The regulatory scrutiny has morphed into a permanent reality in the crypto space. This much had become clear in early 2018. Regulators from all corners of the globe are looking to fit the crypto phenomenon into some regulatory rules or framework. The main question however is to discern what crypto assets are? And whether crypto assets are securities? If they are, then the relevant law must be applied.

In the US, Securities and Exchange Commission (SEC) had announced that all crypto assets are investment contracts or – securities. This later corrected that all, except for Bitcoin and Ethereum (in its present stage) are to be deemed securities. 1https://coincenter.org/ files/2019-03/clayton-token-response.pdf

The reality is the American legal system largely still relies on the 86 year old Securities Act, with exceptions made available with enacting the JOBS Act in 2012. And within this amendment, there is a place for security tokens to be issued as well. Small issuances of up to USD 1m can be effected as crowdfunding projects. Larger deals can be done as private placements or public offerings limited to accredited (professional or high net worth) investors. Either way, the registration of the issuing security is mandatory. It is likely that the Securities Act may see a major revamp to exclude most cryptocurrencies from the scope of federal securities law. 2https://cryptovest.com/news/bipartisan-bill-proposes-to-exclude-crypto-from-us-securities-law/ In the meantime, the most recent discussion identifies guidelines on how to assess if the publicly offered or sold digital asset is an investment contract and therefore a security. 3https://www.sec.gov/files/dlt-framework.pdf

In Europe, on the other hand, the European Securities and Markets Authority (ESMA) has called to extend Europe’s revised Markets in Financial Instruments Directive (MIFID II) to include cryptocurrency products such as initial coin offerings with securities features among transferable securities or other types of financial instruments. 4https://www.esma.europa.eu/press-news/esma-news/crypto-assets-need-common-eu-wide-approach-ensure-investor-protection European Prospectus Regulations will apply in full from 21 July 2019 and replace the current directive. Under the Regulation each EU member state will be able to set its own limit between 1 and 8 million EUR when the mandatory prospectus requirement applies.

On the brink of Brexit, the UK’s Financial Conduct Authority (FCA) published an extensive consultation paper on the classification and regulation of crypto assets. 5https://www.fca.org.uk/publication/consultation/cp19-03.pdf The paper seeks to provide regulatory clarity for firms and consumers, when certain activities around “cryptoassets” or tokens themselves fall within the FCA’s regulatory perimeter. The FCA reminds that the breach of authorisation regime is a criminal offence and carries a maximum penalty of 2 years imprisonment or an unlimited fine, or both. Following the consultation period, FCA intends to publish the final Policy Statement in relation to cryptoassets by summer 2019.

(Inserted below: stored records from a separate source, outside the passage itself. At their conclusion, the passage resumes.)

PR #522, opened 2019-07-01
Lab6- Add PuppyStore and tests

### LINKED ISSUE #521: Lab 6 - CRUD puppy with interface
- Create an executable go program in directory `06_puppy/USERNAME` (see [hints](https://github.com/anz-bank/go-samplerest/blob/master/pkg/pet/types.go))
- Create `Storer` interface with [crud](https://en.wikipedia.org/wiki/Create,\_read,\_update_and_delete) methods for `Puppy`
- Write a `MapStore` implementation of `Storer` backed by a `map`
- Write a `SyncStore` implementation of `Storer` backed by a [sync.Map](https://golang.org/pkg/sync/#Map)
- Keep all implementation files in the same folder and in package `main`
- Test against the `Storer` interface and run in [suite](https://godoc.org/github.com/stretchr/testify/suite) with both implementations

mohitnag:
Fixes #521

Review of colleague's PR #386 

Add CRUD puppy with interface


06_puppy/mohitnag/main.go
```diff
@@ -0,0 +1,17 @@
...
+
+var out io.Writer = os.Stdout
+
+func main() {
+	m := MemStore{}
+	puppy := Puppy{ID: 1, Breed: "dog", Colour: "white", Value: "$2"}
+	_ = m.CreatePuppy(puppy)
+	puppy, _ = m.ReadPuppy(1)
+	fmt.Fprint(out, puppy.Colour)
+}
```
pfannerj, line 34: I don't think it's essential according to the lab requirements but I think it would be good to execute both the sync and the map store functionality from the main... also might be worth initiating the updates and deletes too.

06_puppy/mohitnag/syncstore.go
```diff
@@ -0,0 +1,40 @@
+package main
+
+import (
+	"fmt"
+)
+
+// CreatePuppy creates a Puppy in memstore
```
pfannerj: The comments in syncstore should be updated (ie. they all say 'memstore')... I also saw a comment from Cam which suggested looking at the following link for some details on godoc comments (https://blog.golang.org/godoc-documenting-go-code)

06_puppy/mohitnag/store_test.go
```diff
@@ -0,0 +1,126 @@
...
+	assert := assert.New(s.T())
+	puppy := Puppy{ID: 1, Breed: "dog", Colour: "white", Value: "$2"}
+	testCases := []struct {
+		Scenario      string
+		Input         Puppy
+		ExpectedError string
+	}{
+		{"Create Puppy", puppy, "<nil>"},
+		{"Creating already existing Puppy should fail", puppy, "puppy with Id 1 already exists"},
+	}
```
pfannerj, line 37: I like this way of setting up the tests where there is one test function for each function being tested with multiple 'Scenario's setup.  I have separate test functions for success and fail... hopefully the other reviewers will like it too...

06_puppy/mohitnag/store_test.go
```diff
@@ -0,0 +1,126 @@
...
+			err := s.store.CreatePuppy(tc.Input)
+			assert.Equal(tc.ExpectedError, fmt.Sprint(err))
+
+		})
+	}
+}
+
+func (s *storer) TestReadPuppy() {
+	assert := assert.New(s.T())
+	puppy := Puppy{ID: 1, Breed: "dog", Colour: "white", Value: "$2"}
```
pfannerj: I think the puppy objects that u create within each test function could be created once and reused...

pfannerj:
All my comments are minor and optional if u want to address them or not...

06_puppy/mohitnag/types.go
```diff
@@ -0,0 +1,27 @@
...
+// Puppy defines the data structure corresponding to a Puppy
+type Puppy struct {
+	ID     uint32
+	Breed  string
+	Colour string
+	Value  string
+}
+
+// MemStore stores Puppy details with Puppy Id as Key and Puppy  as value
+type MemStore map[uint32]Puppy
```
juliaogris: IMO this belongs in the memstore.go file.

06_puppy/mohitnag/memstore.go
```diff
@@ -0,0 +1,38 @@
+package main
+
+import "fmt"
+
+// CreatePuppy creates a Puppy in memstore
+func (m *MemStore) CreatePuppy(p Puppy) error {
+	if _, ok := (*m)[p.ID]; !ok {
```
juliaogris: MemStore is a map, so it already is an implicit pointer.
I think you should be able to write all of these functions as:
```go
func (m MemStore) CreatePuppy(p Puppy) error {
```
etc. (notice the value receiver instead of the pointer receiver in the method?
I'm not 100% sure if this still satisfies the interface though - gotta try ;)
If it does, then you can get rid of all the `(*m)[id]` and us `m[id]` instead which to me is more readable.

06_puppy/mohitnag/memstore.go
```diff
@@ -0,0 +1,38 @@
...
+		(*m)[p.ID] = p
+		return nil
+	}
+	return fmt.Errorf("puppy with Id %d already exists", p.ID)
+}
+
+// ReadPuppy reads a Puppy from memstore
+func (m *MemStore) ReadPuppy(id uint32) (Puppy, error) {
+	if _, ok := (*m)[id]; !ok {
```
juliaogris: No need to read twice:
```go
puppy, ok := (*m)[id]
if !ok { 
   // return err
}
return puppy, nil
```

06_puppy/mohitnag/memstore.go
```diff
@@ -0,0 +1,38 @@
...
+func (m *MemStore) UpdatePuppy(p Puppy) error {
+	if _, ok := (*m)[p.ID]; !ok {
+		return fmt.Errorf("puppy with Id %d does not exists", p.ID)
+	}
+	(*m)[p.ID] = p
+	return nil
+}
+
+// DeletePuppy deletes a Puppy
+func (m *MemStore) DeletePuppy(id uint32) bool {
```
juliaogris: better use error as return val than bool. if your datastore is backed by a database or similar any operation can error (connection timeout etc.).
needs to be fixed in interface as well.

06_puppy/mohitnag/syncstore.go
juliaogris: Please fix.

juliaogris (changes requested):

06_puppy/mohitnag/syncstore.go
```diff
@@ -0,0 +1,40 @@
...
+func (s *SyncStore) ReadPuppy(id uint32) (Puppy, error) {
+	if puppy, ok := s.Load(id); ok {
+		return puppy.(Puppy), nil
+	}
+	return Puppy{}, fmt.Errorf("puppy with Id %d does not exists", id)
+}
+
+// UpdatePuppy updates a Puppy
+func (s *SyncStore) UpdatePuppy(p Puppy) error {
+	if _, ok := s.Load(p.ID); !ok {
```
juliaogris, line 26: oops I missed this - this function should be guarded by a Mutex to avoid race conditions as you are accessing your store twice in an atomic fashion. Same for the delete.

06_puppy/mohitnag/main.go
mohitnag: Done. initiated all the CRUD operations  in main.

06_puppy/mohitnag/syncstore.go
mohitnag: Thanks for pointing out. Fixed

06_puppy/mohitnag/store_test.go
mohitnag: 👍

06_puppy/mohitnag/store_test.go
mohitnag: Done. creating puppy object in test setup.

06_puppy/mohitnag/types.go
mohitnag: I think all the types are under one file i.e 'types.go' , which could be more readable for some. However not sure which is the best way.

06_puppy/mohitnag/memstore.go
mohitnag: Yes. No need of pointer receiver. Removed from everywhere

06_puppy/mohitnag/memstore.go
mohitnag: Done

06_puppy/mohitnag/syncstore.go
mohitnag: I think the Locks are part of lab 7. and i have put locks in each operation in there. Can do the same in lab6 as well if you want me to do

06_puppy/mohitnag/mapstore.go
```diff
@@ -0,0 +1,42 @@
+package main
+
+import "fmt"
+
+// CreatePuppy creates a Puppy in mapstore
+func (m MapStore) CreatePuppy(p Puppy) error {
+	_, ok := m[p.ID]
+	if !ok {
```
juliaogris: Idiomatic go `if _, ok := m[p.ID]; !ok {` - below as well.

06_puppy/mohitnag/store_test.go
```diff
@@ -0,0 +1,122 @@
...
+		ExpectedError string
+	}{
+		{"Delete already existing Puppy", 1, "<nil>"},
+		{"Delete a non-existing Puppy should fail", 32, "puppy with Id 32 does not exists"},
+	}
+	for _, tc := range testCases {
+		tc := tc
+		s.T().Run(tc.Scenario, func(t *testing.T) {
+			err := s.store.DeletePuppy(tc.ID)
+			assert.Equal(tc.ExpectedError, fmt.Sprint(err))
```
juliaogris: err.Error() instead of fmt.Sprint(err) - also, bit dangerous to do text comparison.
consider using assert.Contains(err.Error(), "Delete")
below as well.

06_puppy/mohitnag/store_test.go
```diff
@@ -0,0 +1,122 @@
...
+	"testing"
+
+	"github.com/stretchr/testify/assert"
+	"github.com/stretchr/testify/suite"
+)
+
+type storer struct {
+	suite.Suite
+	store      Storer
+	storerType func() Storer
```
juliaogris: better name imo: `makeStorer` or ` newStorer`

06_puppy/mohitnag/syncstore.go
```diff
@@ -0,0 +1,41 @@
...
+func (s *SyncStore) ReadPuppy(id uint32) (Puppy, error) {
+	if puppy, ok := s.Load(id); ok {
+		return puppy.(Puppy), nil
+	}
+	return Puppy{}, fmt.Errorf("puppy with Id %d does not exists", id)
+}
+
+// UpdatePuppy updates a Puppy in syncstore
+func (s *SyncStore) UpdatePuppy(p Puppy) error {
+
```
juliaogris: unnecessary blank line.

06_puppy/mohitnag/syncstore.go
juliaogris: ok. it was even me who set up this requirement :( (doesn't make sense to me any more).
leave as is.

juliaogris (changes requested):
a few more little nits. Nearly there.

06_puppy/mohitnag/store_test.go
mohitnag: Well, I tried to use `err.Error()` but the it panics in case of `nil` error. I can do some changes to avoid panic like this 
`err := s.store.DeletePuppy(tc.ID)
			if tc.ExpectedError == nil{
				assert.NoError(err)
			}else{
				assert.Contains(tc.ExpectedError.Error(), err.Error())
			}`
What do you think?

06_puppy/mohitnag/store_test.go
mohitnag: Done

06_puppy/mohitnag/syncstore.go
mohitnag: Lint dont allows me to delete. :|

rokane: I don't see why you can't delete this line when all the other functions have this removed?

06_puppy/mohitnag/store_test.go
```diff
@@ -0,0 +1,122 @@
...
+
+import (
+	"fmt"
+	"testing"
+
+	"github.com/stretchr/testify/assert"
+	"github.com/stretchr/testify/suite"
+)
+
+type storer struct {
```
rokane: I would call this a different name. It can make it a little confusing if you already have a `Storer` type, and then a `storer` type. 

Since this is encapsulating details about the test suite, you could call this `storerSuite`?

06_puppy/mohitnag/store_test.go
```diff
@@ -0,0 +1,122 @@
...
+			assert.Equal(tc.Expected, puppy)
+			assert.Equal(tc.ExpectedError, fmt.Sprint(err))
+		})
+	}
+
+}
+
+func (s *storer) TestUpdatePuppy() {
+	assert := assert.New(s.T())
+	err := s.store.CreatePuppy(s.puppy)
```
rokane: See how on all but one of these tests your first step is to create a new puppy based off the puppy stored in the storer. What you could do here is move this logic into the `SetupTest` function. This will remove the need to duplicate the logic across these three tests, as well as remove the need to store the puppy inside the store.

rokane (dismissed):
Great work Mohit, I just have a couple of really minor suggestions. If you could apply them and let me know I will be happy with this :)

06_puppy/mohitnag/syncstore.go
mohitnag: Sorry i got confused with some other line. Removed now

06_puppy/mohitnag/store_test.go
mohitnag: done

06_puppy/mohitnag/store_test.go
mohitnag: Done

juliaogris (approved):
LGTM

Other pioneering jurisdictions, such as Switzerland, Malta, Estonia, Lithuania, Liechtenstein have reviewed the types of crypto assets and proposed a classification thereof.

All the above mentioned jurisdictions offer more-or-less similar classification of tokens. Largely separating tree or four types. It is a matter of not so distant future, when every national regulatory body will be compelled to put out their opinion or guidelines on the subject.

Tokenisation digital and immutable proof of ownership

The rise and fall of the ICO exuberance has resulted in setting a firm precedent in demand for tokenisation. It has also set an example for how the future of securities will likely look. There will always be a law governing securities issuance. But there also will be a decentralised reflection of the issued securities on the blockchain. With transparent protocol implementation, everyone should be able to access smart contract specifications and assess overall market interest.

The IEO or initial exchange offering appeared to remedy some of the most lacking aspects of a typical ICO, such as reliability, custodianship, vetting, transaction speed, cost, and sales channels. But it is yet to be seen, if it turns out to be the most appropriate utility token issuance method. After all, tokenisation is adding to a healthy competition amongst issuers and issuance platforms.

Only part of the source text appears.